Data extract START
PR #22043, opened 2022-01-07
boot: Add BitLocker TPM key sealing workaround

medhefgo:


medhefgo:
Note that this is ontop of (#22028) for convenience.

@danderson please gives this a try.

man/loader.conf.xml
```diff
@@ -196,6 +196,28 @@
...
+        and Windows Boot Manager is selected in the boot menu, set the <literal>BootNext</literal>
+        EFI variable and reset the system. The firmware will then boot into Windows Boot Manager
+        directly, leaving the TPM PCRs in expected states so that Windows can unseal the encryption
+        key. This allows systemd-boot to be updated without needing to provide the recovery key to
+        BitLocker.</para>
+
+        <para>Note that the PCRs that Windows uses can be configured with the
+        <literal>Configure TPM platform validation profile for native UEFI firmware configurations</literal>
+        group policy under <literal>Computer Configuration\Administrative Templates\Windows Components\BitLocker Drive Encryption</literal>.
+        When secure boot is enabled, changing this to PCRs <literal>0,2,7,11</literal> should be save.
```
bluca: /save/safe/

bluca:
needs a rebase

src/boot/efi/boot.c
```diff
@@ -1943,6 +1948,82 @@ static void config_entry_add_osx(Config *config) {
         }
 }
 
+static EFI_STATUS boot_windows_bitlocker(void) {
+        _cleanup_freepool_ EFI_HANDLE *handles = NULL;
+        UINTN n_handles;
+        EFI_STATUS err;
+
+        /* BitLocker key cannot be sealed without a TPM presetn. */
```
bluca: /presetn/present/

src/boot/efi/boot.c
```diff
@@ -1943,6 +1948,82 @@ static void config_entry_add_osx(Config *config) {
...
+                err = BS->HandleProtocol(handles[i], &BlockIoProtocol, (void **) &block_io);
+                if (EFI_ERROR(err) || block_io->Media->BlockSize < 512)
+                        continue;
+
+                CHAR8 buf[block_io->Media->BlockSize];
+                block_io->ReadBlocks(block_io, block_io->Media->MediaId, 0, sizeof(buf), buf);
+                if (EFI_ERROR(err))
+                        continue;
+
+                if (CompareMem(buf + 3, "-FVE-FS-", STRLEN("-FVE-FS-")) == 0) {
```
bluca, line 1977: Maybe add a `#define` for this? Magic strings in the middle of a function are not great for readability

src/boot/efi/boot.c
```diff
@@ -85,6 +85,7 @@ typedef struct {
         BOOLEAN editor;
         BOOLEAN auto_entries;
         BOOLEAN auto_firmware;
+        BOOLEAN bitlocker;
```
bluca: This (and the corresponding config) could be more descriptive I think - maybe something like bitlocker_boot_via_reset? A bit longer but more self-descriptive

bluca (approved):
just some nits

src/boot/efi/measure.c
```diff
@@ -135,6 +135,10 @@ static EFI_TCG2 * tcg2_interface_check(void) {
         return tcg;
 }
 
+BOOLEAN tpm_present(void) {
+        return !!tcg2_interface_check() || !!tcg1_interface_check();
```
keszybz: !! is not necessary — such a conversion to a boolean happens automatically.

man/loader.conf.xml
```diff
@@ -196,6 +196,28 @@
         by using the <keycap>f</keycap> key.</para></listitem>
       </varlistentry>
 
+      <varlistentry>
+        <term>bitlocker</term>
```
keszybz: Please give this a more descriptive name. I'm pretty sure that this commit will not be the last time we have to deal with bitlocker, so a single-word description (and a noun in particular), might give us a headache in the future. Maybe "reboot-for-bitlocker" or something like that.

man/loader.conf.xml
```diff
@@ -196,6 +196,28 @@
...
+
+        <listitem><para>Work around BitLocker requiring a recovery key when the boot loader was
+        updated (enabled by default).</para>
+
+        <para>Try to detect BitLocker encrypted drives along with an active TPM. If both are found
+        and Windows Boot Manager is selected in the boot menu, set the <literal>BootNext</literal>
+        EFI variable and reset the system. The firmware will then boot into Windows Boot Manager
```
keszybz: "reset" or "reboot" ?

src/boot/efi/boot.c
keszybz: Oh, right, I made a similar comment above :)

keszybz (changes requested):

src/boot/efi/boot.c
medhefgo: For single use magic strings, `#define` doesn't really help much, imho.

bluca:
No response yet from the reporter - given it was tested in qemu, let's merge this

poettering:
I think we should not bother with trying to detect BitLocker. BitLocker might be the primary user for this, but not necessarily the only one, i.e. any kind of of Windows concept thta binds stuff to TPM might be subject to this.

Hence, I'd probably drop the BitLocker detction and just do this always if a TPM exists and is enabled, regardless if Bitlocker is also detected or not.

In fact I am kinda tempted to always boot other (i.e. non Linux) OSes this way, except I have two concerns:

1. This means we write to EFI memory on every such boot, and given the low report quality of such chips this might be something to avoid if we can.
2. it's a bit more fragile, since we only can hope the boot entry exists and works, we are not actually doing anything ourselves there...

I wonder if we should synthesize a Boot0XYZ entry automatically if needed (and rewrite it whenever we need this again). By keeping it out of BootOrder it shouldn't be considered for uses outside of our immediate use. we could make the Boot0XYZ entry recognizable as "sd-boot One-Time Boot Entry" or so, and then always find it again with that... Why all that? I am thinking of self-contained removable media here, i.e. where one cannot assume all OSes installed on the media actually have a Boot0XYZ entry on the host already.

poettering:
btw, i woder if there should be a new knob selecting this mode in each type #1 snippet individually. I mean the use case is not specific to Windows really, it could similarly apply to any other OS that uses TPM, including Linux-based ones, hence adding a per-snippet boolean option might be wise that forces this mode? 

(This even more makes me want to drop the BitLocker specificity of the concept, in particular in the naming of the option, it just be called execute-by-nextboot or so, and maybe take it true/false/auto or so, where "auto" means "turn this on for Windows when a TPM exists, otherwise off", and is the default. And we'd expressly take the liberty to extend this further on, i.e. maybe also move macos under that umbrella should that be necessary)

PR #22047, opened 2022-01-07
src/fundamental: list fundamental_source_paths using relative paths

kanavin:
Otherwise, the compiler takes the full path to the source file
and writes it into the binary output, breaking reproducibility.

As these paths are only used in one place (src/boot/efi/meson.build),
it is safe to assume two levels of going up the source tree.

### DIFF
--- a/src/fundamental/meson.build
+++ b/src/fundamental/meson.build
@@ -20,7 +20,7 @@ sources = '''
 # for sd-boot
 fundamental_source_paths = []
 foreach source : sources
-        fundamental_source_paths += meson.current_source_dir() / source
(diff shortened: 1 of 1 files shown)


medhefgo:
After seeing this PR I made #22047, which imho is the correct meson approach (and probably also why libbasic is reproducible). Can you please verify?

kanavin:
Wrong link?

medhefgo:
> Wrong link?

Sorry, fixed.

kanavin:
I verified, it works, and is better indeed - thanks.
Data extract END
▶ **Exercise requirements**:
In the records above, find every line that contains the word "literal" and copy it.

▶ **Solution**:
+        and Windows Boot Manager is selected in the boot menu, set the <literal>BootNext</literal>
+        <literal>Configure TPM platform validation profile for native UEFI firmware configurations</literal>
+        group policy under <literal>Computer Configuration\Administrative Templates\Windows Components\BitLocker Drive Encryption</literal>.
+        When secure boot is enabled, changing this to PCRs <literal>0,2,7,11</literal> should be save.
+        and Windows Boot Manager is selected in the boot menu, set the <literal>BootNext</literal>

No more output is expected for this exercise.